The NM_000552.5:c.3568T>C variant in VWF is a missense variant predicted to cause substitution of cysteine by arginine at amino acid 1190. At least 1 patient with this variant displayed excessive mucocutaneous bleeding as well as laboratory phenotypes of very low VWF activity measured by VWF:Collagen binding assay, low activity/VWF:Ag ratio, and loss of high molecular weight multimers, which together are highly specific for VWD type 2A. (PP4_moderate, PMID 34532631). An additional consistent phenotype was also reported in the patient specifically, a normal platelet count. This variant has been reported in 12 additional probands meeting PP4 laboratory phenotype criteria (PS4_Moderate; WiN Study - Personal Communication). The variant has been reported to segregate with VWD type 2A through >2 affected meioses in 2 families (PP1_moderate; WiN Study Database personal communication). This variant is absent from gnomAD v4.1 (PM2_Supporting). The computational predictor REVEL gives a score of 0.982, which is above the ClinGen VWD VCEP threshold of >0.644 and predicts a damaging effect on VWF function (PP3). In summary, this variant meets the criteria to be classified as pathogenic for autosomal dominant VWD type 2A based on the ACMG/AMP criteria applied, as specified by the ClinGen VWD VCEP: PP4_Moderate, PS4_VeryStrong, PP1_Moderate, PM2_Supporting, PP3. (ClinGen von Willebrand Disease Expert Panel Specifications to the ACMG/AMP Variant Interpretation Guidelines for VWF Version 1.0.0)

Met criteria codes

• PP1_Moderate: The variant has been reported to segregate with VWD type 2A through >2 affected meioses in 2 families (PP1_moderate; WiN Study Database personal communication).

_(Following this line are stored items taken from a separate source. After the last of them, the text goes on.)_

PR #68, opened 2023-05-12
use kanal instead of flume or tokio channels

WyseNynja:
it uses unsafe, and its pre-release, but in my testing i get less errors and it seems to be slightly faster


WyseNynja:
oops. kanal isn't cancel safe. need to change the stat sender. the rest are all fine

PR #72, opened 2023-05-14
Added admin balance increase, and also test

yenicelik:
- Admin can add balance to a user
- Created table to track balance additions. 
- Technically negative additions work, but rn automatic downgrade does not work (bcs withdrawal logic is not well-described, could be done in a next iteration)
- user is automatically upgraded to premium if balance is above 10.0
- added short test in bash


WyseNynja:
Why is the automatic downgrade logic blocked on withdrawal logic? A balance going down from requests shouldn't be any different to the code compared to a larger decrease from a withdrawal.

And when the request is made, we load the balance and store it in the authorization checks. The check seeing a negative balance should be enough to change the user to using the downgrade tier. I think that part needs to be finished still, but it's unrelated to withdrawals as far as i can tell

entities/src/admin_increase_balance_receipt.rs
```diff
@@ -0,0 +1,48 @@
...
+
+#[derive(Clone, Debug, PartialEq, DeriveEntityModel, Eq)]
+#[sea_orm(table_name = "admin_increase_balance_receipt")]
+pub struct Model {
+    #[sea_orm(primary_key)]
+    pub id: i32,
+    #[sea_orm(column_type = "Decimal(Some((20, 10)))")]
+    pub amount: Decimal,
+    pub admin_id: u64,
+    pub deposit_to_user_id: u64,
```
WyseNynja, line 13: lets add a column for admin notes

web3_proxy/src/frontend/admin.rs
```diff
@@ -33,6 +39,117 @@ use std::sync::Arc;
...
+pub async fn admin_increase_balance(
+    Extension(app): Extension<Arc<Web3ProxyApp>>,
+    TypedHeader(Authorization(bearer)): TypedHeader<Authorization<Bearer>>,
+    Query(params): Query<HashMap<String, String>>,
+) -> Web3ProxyResponse {
+    println!("Got here 1 {:?}", bearer);
+    let (caller, _) = app.bearer_is_authorized(bearer).await?;
+    let caller_id = caller.id;
+
+    println!("Got here 2, {:?}", caller_id);
```
WyseNynja, line 56: clean these prints up

web3_proxy/src/frontend/admin.rs
```diff
@@ -33,6 +39,117 @@ use std::sync::Arc;
...
+        .ok_or_else(|| {
+            Web3ProxyError::BadRequest("Unable to find user_address key in request".to_string())
+        })?
+        .parse::<Address>()
+        .map_err(|_| {
+            Web3ProxyError::BadRequest("Unable to parse user_address as an Address".to_string())
+        })?;
+    let user_address_bytes: Vec<u8> = user_address.clone().to_fixed_bytes().into();
+    // Get the amount from params
+    let amount: Decimal = Decimal::from_str(params.get("amount").ok_or_else(|| {
```
WyseNynja, line 82: this works, but I usually keep it flatter by using `.map(Decimal::from_str)` instead.

web3_proxy/src/frontend/admin.rs
```diff
@@ -33,6 +39,117 @@ use std::sync::Arc;
...
+
+    println!("New amount: {:?}", new_amount);
+
+    // Finally make the user premium if balance is above 10$
+    let premium_user_tier = user_tier::Entity::find()
+        .filter(user_tier::Column::Title.eq("Premium"))
+        .one(&txn)
+        .await?
+        .context("Premium tier was not found!")?;
+    if new_amount >= Decimal::new(10, 0) && user_entry.user_tier_id != premium_user_tier.id {
```
WyseNynja, line 137: I think I commented about this somewhere else. Let's not actually change the user tier in the db. the db should always show the premium tier. if they are out of funds, the rust code should change to using the downgrade_tier_id isntead. 

if you change the database, then once we start adding custom tiers for daos. when they run out of funds, putting them back to the correct tier will be a bigger challenge.

WyseNynja (changes requested):

web3_proxy/src/frontend/admin.rs
yenicelik: I dont think this segment changes anything with the user-tier, no?

entities/src/admin_increase_balance_receipt.rs
yenicelik: added

web3_proxy/src/frontend/admin.rs
yenicelik: modified

web3_proxy/src/frontend/admin.rs
```diff
@@ -33,6 +41,141 @@ use std::sync::Arc;
...
+        balance::Entity::insert(balance_entry)
+            .on_conflict(
+                OnConflict::new()
+                    .values([
+                        // (
+                        //     balance::Column::Id,
+                        //     Expr::col(balance::Column::Id).add(self.frontend_requests),
+                        // ),
+                        (
+                            balance::Column::AvailableBalance,
```
yenicelik, line 154: @WyseNynja is this type correct? I was looking at the docs but couldn't figure out how to do a simple update with this syntax (thus instead it's doing "insert on conflict", which will always result in a conflict)

web3_proxy/src/frontend/admin.rs
yenicelik: ok i removed this logic completely, right now there might be a "design void" with this though, admins will have to upgrade users manually to premium

web3_proxy/src/frontend/admin.rs
yenicelik: I was checking the active model functionality, couldn't find anything either. If you stumble across something please do let me know.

• PP4_Moderate: At least 1 patient with this variant displayed excessive mucocutaneous bleeding as well as laboratory phenotypes of very low VWF activity measured by VWF:Collagen binding assay, low activity/VWF:Ag ratio, and loss of high molecular weight multimers, which together are highly specific for VWD type 2A. (PP4_moderate, PMID 34532631). An additional consistent phenotype was also reported in the patient specifically, a normal platelet count.
• PP3: The computational predictor REVEL gives a score of 0.982, which is above the ClinGen VWD VCEP threshold of >0.644 and predicts a damaging effect on VWF function (PP3).
• PM2_Supporting: This variant is absent from gnomAD v4.1 (PM2_Supporting).
• PS4_Very Strong: This variant has been reported in 12 additional probands meeting PP4 laboratory phenotype criteria (PS4_Moderate; WiN Study - Personal Communication).